++++ Listed entries ++++

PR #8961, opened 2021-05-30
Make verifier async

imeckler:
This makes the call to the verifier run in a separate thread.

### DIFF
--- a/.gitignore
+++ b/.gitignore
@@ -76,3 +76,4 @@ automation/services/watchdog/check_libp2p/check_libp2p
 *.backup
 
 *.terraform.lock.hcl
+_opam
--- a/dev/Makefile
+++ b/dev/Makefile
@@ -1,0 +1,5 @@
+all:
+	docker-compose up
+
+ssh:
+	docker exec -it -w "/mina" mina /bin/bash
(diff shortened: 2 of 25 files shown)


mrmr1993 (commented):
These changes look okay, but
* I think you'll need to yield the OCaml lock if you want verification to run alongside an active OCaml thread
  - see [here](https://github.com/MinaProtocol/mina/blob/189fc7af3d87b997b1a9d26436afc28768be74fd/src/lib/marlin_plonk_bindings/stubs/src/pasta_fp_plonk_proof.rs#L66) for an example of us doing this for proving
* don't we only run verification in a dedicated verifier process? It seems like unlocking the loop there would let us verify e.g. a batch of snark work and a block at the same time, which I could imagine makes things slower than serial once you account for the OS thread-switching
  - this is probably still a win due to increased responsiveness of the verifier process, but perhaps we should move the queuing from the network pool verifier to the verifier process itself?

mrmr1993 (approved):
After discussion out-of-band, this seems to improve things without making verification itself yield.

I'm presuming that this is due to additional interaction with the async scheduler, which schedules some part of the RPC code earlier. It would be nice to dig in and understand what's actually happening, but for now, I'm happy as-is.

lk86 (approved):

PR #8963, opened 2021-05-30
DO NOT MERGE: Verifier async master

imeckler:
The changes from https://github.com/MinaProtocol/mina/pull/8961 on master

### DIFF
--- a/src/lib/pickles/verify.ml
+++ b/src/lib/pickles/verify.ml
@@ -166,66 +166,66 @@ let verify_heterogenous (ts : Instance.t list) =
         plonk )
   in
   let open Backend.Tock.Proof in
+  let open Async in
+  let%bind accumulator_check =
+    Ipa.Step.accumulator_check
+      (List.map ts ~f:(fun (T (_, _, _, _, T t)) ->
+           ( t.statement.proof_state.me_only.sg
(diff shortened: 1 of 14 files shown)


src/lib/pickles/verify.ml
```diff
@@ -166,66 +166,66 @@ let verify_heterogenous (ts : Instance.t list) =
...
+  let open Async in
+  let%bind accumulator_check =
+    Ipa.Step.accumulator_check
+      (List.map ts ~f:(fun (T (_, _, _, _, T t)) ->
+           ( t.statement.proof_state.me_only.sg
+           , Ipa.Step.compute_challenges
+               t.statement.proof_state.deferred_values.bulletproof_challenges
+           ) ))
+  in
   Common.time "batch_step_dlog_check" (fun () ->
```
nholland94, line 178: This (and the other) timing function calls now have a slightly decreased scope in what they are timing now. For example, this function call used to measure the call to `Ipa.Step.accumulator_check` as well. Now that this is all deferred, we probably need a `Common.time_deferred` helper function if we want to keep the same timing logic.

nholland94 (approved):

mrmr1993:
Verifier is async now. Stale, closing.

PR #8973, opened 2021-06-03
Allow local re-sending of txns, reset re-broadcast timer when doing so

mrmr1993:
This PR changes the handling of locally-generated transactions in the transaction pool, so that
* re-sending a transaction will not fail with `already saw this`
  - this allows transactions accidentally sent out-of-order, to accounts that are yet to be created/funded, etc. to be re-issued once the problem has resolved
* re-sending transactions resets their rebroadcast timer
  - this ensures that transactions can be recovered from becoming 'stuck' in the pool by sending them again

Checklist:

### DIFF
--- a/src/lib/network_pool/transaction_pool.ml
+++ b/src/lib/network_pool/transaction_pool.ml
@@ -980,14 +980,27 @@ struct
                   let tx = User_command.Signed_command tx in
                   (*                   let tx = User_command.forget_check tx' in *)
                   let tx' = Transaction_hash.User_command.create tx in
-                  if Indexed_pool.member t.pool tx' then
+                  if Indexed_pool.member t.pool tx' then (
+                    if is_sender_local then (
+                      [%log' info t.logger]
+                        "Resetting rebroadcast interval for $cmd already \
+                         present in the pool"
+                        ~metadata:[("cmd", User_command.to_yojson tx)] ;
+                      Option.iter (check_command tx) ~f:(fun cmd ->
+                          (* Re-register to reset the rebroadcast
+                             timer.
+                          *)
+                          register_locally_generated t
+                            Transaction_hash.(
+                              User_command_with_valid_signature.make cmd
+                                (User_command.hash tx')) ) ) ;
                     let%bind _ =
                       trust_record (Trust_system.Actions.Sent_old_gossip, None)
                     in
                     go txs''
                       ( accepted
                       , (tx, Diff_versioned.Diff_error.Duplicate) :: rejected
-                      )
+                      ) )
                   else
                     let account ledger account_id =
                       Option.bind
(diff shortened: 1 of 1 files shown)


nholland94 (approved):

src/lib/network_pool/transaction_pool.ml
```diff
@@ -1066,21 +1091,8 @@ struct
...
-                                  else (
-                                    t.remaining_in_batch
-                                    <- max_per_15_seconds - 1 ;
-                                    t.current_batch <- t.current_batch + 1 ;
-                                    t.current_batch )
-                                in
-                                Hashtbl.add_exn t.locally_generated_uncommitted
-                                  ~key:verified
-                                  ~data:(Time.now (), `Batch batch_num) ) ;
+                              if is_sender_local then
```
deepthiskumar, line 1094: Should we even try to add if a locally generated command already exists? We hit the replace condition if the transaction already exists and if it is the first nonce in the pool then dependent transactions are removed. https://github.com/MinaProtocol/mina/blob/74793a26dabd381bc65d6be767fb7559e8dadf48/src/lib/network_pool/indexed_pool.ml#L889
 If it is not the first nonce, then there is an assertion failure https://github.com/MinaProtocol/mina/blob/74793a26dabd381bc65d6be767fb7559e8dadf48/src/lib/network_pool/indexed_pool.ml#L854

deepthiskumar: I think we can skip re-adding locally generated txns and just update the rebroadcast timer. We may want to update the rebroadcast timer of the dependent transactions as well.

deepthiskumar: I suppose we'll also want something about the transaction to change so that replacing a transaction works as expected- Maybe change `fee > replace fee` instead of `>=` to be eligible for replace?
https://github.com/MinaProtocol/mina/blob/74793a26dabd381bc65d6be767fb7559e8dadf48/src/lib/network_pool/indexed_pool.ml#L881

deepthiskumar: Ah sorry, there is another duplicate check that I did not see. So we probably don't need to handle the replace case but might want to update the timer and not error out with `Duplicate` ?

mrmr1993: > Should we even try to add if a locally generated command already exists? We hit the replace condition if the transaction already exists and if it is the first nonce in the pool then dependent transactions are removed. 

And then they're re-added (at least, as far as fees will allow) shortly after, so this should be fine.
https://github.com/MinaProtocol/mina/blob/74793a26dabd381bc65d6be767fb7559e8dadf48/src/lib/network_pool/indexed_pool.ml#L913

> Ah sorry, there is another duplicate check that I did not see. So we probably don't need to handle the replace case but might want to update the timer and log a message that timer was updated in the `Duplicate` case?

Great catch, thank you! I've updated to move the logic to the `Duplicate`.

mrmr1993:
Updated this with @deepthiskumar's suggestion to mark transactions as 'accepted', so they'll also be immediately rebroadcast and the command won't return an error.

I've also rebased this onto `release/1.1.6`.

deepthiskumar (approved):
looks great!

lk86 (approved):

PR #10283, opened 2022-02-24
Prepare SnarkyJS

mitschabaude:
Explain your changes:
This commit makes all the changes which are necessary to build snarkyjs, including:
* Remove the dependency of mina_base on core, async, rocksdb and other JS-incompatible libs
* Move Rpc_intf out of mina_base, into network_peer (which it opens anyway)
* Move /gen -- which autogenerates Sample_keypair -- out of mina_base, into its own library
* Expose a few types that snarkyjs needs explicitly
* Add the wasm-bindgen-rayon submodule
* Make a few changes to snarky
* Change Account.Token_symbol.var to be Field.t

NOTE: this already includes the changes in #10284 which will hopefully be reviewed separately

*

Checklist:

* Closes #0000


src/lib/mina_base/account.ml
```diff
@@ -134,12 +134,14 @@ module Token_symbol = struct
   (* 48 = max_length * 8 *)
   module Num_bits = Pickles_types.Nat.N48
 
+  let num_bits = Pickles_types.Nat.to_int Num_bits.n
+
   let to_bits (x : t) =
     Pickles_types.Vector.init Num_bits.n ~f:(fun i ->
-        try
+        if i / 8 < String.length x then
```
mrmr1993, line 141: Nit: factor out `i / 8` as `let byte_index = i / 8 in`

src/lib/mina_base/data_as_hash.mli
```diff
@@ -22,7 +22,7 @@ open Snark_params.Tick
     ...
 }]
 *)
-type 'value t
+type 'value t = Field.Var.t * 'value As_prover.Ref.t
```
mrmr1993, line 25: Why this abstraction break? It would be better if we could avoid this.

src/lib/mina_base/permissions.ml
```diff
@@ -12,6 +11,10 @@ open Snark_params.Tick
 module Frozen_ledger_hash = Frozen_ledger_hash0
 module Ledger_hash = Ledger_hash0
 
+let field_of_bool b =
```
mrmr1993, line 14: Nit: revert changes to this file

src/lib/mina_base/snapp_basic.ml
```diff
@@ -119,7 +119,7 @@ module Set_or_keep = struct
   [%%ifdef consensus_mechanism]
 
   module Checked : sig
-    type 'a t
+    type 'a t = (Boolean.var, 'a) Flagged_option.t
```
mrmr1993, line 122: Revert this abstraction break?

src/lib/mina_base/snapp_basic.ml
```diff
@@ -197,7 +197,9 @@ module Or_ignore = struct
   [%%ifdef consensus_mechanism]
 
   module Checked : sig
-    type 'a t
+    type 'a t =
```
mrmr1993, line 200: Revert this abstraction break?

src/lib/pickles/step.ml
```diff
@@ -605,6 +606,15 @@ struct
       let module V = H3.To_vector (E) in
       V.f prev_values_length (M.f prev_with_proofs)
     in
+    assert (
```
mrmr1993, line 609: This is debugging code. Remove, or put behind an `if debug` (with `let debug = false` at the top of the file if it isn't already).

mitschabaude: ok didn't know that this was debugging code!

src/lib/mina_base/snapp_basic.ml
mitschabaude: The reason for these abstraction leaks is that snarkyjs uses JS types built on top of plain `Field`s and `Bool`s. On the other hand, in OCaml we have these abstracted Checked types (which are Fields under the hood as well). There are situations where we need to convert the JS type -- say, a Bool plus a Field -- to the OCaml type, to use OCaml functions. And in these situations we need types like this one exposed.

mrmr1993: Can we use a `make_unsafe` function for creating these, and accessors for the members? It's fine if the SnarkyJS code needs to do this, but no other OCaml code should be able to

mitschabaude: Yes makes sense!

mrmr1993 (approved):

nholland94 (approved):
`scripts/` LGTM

++++
++++ Listed entries ++++

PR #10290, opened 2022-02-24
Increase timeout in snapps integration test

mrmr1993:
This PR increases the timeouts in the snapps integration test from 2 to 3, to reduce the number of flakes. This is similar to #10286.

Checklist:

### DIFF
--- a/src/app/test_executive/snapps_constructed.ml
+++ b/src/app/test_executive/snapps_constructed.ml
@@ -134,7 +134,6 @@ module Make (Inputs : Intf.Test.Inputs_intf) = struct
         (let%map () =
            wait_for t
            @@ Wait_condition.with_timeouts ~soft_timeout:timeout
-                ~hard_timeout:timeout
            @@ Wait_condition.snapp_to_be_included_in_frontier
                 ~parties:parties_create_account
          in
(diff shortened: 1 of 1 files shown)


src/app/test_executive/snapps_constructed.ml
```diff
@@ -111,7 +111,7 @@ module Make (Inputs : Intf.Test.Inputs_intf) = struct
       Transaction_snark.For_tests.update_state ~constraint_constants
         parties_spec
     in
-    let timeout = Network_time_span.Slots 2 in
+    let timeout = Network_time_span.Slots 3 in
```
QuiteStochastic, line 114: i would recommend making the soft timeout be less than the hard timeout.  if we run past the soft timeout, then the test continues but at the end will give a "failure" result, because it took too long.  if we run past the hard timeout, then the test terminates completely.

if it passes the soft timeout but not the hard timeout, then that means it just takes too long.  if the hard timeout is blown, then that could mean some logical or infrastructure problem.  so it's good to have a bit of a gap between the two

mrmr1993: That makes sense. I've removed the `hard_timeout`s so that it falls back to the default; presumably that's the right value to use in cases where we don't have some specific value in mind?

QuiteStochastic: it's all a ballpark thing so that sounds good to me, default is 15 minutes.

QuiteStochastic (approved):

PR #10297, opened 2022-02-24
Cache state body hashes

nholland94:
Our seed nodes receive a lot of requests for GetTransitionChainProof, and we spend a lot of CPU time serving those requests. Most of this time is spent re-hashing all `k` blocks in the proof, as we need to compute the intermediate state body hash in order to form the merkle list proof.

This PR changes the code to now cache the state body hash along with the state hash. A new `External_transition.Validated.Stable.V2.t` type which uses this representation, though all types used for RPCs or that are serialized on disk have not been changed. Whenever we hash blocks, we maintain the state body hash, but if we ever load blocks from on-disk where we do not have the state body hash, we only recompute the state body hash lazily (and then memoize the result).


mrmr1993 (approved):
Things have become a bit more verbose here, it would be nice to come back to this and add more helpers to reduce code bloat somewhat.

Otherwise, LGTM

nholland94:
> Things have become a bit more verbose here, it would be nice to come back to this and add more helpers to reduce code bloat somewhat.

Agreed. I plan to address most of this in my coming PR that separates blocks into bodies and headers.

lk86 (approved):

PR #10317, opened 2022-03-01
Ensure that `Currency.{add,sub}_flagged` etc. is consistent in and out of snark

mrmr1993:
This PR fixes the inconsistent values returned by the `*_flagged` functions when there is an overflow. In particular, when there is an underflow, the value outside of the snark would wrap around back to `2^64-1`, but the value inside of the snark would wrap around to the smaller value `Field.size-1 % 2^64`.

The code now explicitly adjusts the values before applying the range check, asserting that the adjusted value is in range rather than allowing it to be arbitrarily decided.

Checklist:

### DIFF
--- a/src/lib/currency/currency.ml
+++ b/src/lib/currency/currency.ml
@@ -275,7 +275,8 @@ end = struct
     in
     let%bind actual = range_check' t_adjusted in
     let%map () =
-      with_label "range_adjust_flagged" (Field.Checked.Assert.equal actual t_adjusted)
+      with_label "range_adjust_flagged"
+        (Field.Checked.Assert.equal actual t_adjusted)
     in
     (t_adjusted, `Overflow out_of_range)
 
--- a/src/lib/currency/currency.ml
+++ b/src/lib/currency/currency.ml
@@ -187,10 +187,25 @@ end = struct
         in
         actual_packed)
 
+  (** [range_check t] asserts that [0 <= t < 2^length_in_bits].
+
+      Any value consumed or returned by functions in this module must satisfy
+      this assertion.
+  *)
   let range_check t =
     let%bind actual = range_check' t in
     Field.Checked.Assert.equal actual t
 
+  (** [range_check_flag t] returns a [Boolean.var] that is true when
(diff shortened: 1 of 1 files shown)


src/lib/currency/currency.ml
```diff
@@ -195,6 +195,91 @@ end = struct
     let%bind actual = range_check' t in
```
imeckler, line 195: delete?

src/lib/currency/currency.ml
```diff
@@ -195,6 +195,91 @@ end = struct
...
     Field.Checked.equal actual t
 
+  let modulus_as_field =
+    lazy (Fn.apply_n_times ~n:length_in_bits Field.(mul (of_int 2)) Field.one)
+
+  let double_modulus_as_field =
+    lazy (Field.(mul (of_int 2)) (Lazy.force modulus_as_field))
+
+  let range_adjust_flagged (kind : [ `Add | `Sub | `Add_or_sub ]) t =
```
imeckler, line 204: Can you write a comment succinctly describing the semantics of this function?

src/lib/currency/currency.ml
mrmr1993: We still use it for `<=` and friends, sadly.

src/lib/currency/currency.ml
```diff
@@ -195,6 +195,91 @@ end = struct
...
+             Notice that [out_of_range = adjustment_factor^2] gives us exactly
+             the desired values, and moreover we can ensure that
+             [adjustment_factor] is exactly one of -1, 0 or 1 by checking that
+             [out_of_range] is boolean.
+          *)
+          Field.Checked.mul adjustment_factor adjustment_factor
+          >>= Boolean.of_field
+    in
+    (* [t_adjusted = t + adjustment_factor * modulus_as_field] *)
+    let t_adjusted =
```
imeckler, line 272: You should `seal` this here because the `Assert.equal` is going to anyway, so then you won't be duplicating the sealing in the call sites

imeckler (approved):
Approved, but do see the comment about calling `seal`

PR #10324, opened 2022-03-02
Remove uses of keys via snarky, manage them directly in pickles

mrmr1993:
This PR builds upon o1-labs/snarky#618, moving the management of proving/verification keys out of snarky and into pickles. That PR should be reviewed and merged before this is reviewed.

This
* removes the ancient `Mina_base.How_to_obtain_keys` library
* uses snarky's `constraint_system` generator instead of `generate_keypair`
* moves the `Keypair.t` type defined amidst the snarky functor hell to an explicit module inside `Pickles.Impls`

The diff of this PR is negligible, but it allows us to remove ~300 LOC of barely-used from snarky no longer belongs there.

++++

■ **Work task**
From the line holding "--- a/dev/Makefile" to the line holding "the OS thread-switching", inclusive, restate each line above exactly as written.

■ **Output of the task**
--- a/dev/Makefile
+++ b/dev/Makefile
@@ -1,0 +1,5 @@
+all:
+	docker-compose up
+
+ssh:
+	docker exec -it -w "/mina" mina /bin/bash
(diff shortened: 2 of 25 files shown)


mrmr1993 (commented):
These changes look okay, but
* I think you'll need to yield the OCaml lock if you want verification to run alongside an active OCaml thread
  - see [here](https://github.com/MinaProtocol/mina/blob/189fc7af3d87b997b1a9d26436afc28768be74fd/src/lib/marlin_plonk_bindings/stubs/src/pasta_fp_plonk_proof.rs#L66) for an example of us doing this for proving
* don't we only run verification in a dedicated verifier process? It seems like unlocking the loop there would let us verify e.g. a batch of snark work and a block at the same time, which I could imagine makes things slower than serial once you account for the OS thread-switching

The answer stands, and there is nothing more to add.